中国より伝わり、中世の日本で独自の発展を遂げたその器の数々は、豪快で無骨な常滑(愛知)や越前(福井)、明るく健康的な信楽(滋賀)、質朴で釉流れの美しい丹波(兵庫)、堅牢で堂々とした備前(岡山)、そして唯一釉(うわぐすり)がかけられ優雅さと逞しさを兼ね備えた瀬戸(愛知)と、六古窯の名で親しまれてきた。それぞれの地域で、それぞれの用途に応じて作られた焼き物の持つ土肌の味わいと、流れる自然釉の美しさを通して、時代を逞しく生き抜いてきたいのちの鼓動、原初のエネルギーを提示する。六古窯で生産された壺・甕・瓶子などの代表作品を中心に、国宝 1点、重要文化財13点を含む約170点を展示。

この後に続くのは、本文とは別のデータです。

PR #698, opened 2024-10-18
Add `where` helper function to enable reproduction of fancier group constraints

brynpickering:
Fixes #604 
Fixes #679

We use `where` a lot now. So, if there is another name we can give this helper function, I'm all ears!

## Reviewer checklist

- [ ] Test(s) added to cover contribution
- [ ] Documentation updated
- [ ] Changelog updated
- [ ] Coverage maintained or improved

PR #784, opened 2025-07-27
Add `group_sum` helper function (potentially supersedes `group_datetime`)

### LINKED ISSUE #735: Memory error due to huge array introduced by `default_if_empty` in custom math
### What happened?

I am using custom math to define group constraints on groups of links. I am using the helper function `default_if_empty` as an indicator functions. When scaling up an toy example to a larger scale, I get the following error:

```
numpy.core._exceptions._ArrayMemoryError: Unable to allocate 775. GiB for an array with shape (98, 191, 1, 2920, 34, 56) and data type object
```
Indeed, 98 nodes * 191 links * 1 carriers * 2920 timesteps * 34 node_groups * 56 link_groups create an array with ~100*1e9 elements.
However, this array is in reality very sparse - most of them are zero. The actual number of constraints is only 56 link_groups * 2 (upper and lower bound) * 2920 timesteps.

This is the custom math I am adding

前出のイオ・ミン・ペイ氏による建物が堪能できる点も魅力だ。山深いロケーションをドラマティックに演出する並木やトンネル、つり橋などのアプローチが、自然景観と見事に調和した空間へ誘う。ルーブル美術館のガラスのピラミッドなどで知られる名匠による、静謐な空気を味わいたい。
2010年秋季特別展「古陶の譜 中世のやきもの −六古窯とその周辺−」
■開催期間:2010年9月4日〜12月12日
■会場:MIHO MUSEUM(滋賀県甲賀市信楽町)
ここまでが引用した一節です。